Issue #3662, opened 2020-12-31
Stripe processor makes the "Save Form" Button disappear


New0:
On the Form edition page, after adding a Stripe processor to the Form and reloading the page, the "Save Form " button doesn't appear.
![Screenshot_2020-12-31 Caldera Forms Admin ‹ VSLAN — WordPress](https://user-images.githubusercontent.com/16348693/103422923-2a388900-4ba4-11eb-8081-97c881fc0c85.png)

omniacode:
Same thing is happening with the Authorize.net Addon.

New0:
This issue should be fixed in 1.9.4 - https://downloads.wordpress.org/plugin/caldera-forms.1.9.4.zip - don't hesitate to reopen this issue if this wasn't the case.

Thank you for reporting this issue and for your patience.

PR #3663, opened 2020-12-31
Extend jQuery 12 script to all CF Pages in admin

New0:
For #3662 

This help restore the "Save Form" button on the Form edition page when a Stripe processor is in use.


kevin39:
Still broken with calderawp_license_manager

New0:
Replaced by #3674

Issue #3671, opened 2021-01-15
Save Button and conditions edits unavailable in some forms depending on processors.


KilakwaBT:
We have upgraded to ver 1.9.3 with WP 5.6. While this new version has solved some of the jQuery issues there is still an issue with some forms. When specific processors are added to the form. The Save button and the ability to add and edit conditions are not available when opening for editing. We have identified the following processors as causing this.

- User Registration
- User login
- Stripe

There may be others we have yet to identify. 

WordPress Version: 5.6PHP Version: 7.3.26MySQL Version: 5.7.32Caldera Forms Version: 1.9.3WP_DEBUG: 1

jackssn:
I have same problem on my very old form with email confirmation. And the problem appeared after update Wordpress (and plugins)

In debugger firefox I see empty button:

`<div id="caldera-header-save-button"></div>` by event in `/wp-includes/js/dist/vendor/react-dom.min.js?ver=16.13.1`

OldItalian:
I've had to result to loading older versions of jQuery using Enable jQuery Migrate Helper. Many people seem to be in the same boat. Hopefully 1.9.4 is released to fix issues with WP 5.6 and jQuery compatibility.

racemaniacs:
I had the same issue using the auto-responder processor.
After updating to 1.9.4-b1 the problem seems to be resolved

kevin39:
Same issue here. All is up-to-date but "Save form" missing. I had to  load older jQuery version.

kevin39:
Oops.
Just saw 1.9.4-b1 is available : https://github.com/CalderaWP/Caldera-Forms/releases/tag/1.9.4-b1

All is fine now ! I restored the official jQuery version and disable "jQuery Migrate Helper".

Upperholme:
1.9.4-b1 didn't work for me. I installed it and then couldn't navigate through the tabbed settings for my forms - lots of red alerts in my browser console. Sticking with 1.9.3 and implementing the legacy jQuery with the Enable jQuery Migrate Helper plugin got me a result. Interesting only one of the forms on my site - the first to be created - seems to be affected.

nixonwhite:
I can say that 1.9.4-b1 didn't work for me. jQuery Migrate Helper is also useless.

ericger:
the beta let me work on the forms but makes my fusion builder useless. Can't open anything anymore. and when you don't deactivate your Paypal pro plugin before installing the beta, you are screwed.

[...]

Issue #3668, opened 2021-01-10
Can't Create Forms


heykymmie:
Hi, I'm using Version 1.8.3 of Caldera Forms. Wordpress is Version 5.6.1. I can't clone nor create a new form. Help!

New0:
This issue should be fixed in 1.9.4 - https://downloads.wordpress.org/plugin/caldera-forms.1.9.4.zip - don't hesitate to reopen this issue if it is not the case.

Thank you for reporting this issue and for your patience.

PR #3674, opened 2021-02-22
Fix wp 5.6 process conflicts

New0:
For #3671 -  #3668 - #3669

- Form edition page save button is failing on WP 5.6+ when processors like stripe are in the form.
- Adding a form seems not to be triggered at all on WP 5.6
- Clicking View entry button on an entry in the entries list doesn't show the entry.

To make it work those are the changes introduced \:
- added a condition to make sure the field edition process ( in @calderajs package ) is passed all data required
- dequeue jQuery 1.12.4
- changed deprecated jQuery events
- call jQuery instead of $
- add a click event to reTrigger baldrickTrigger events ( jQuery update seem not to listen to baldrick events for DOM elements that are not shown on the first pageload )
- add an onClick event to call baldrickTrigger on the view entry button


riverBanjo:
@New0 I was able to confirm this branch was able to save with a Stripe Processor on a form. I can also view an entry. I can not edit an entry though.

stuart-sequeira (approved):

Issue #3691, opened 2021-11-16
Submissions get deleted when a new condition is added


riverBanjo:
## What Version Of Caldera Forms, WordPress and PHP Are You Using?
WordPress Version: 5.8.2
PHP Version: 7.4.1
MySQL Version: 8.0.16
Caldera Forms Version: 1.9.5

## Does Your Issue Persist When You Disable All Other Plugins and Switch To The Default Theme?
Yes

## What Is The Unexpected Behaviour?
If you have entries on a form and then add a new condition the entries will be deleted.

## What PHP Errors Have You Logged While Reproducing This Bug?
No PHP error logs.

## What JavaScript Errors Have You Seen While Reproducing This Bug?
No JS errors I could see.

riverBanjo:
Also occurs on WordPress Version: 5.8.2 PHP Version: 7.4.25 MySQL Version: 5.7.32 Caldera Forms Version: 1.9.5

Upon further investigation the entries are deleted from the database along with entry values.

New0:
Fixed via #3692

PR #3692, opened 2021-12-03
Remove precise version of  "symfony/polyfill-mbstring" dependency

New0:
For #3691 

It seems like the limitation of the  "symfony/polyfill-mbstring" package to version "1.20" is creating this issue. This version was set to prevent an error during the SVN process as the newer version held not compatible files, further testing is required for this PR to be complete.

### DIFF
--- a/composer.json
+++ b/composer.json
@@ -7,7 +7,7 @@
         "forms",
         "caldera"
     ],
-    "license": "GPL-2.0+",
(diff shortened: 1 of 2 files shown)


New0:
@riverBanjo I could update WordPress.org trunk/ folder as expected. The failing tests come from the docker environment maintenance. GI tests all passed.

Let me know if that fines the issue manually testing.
--
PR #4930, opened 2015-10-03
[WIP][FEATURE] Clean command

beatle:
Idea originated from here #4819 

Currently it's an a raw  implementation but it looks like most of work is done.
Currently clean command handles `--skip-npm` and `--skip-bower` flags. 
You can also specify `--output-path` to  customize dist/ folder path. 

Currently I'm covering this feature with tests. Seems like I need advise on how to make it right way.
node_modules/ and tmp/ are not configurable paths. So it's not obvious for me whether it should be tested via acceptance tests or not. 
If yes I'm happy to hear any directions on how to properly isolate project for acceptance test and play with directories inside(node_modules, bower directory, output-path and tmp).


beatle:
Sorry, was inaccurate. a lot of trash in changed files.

HOW TO COMPLETE THIS TASK: Which lines above run from the one containing "[WIP][FEATURE] Clean command" down to the one containing "Currently I'm covering"? Repeat exactly those, both ends included, and nothing else.

WRITTEN RESPONSE:
[WIP][FEATURE] Clean command

beatle:
Idea originated from here #4819 

Currently it's an a raw  implementation but it looks like most of work is done.
Currently clean command handles `--skip-npm` and `--skip-bower` flags. 
You can also specify `--output-path` to  customize dist/ folder path. 

Currently I'm covering this feature with tests. Seems like I need advise on how to make it right way.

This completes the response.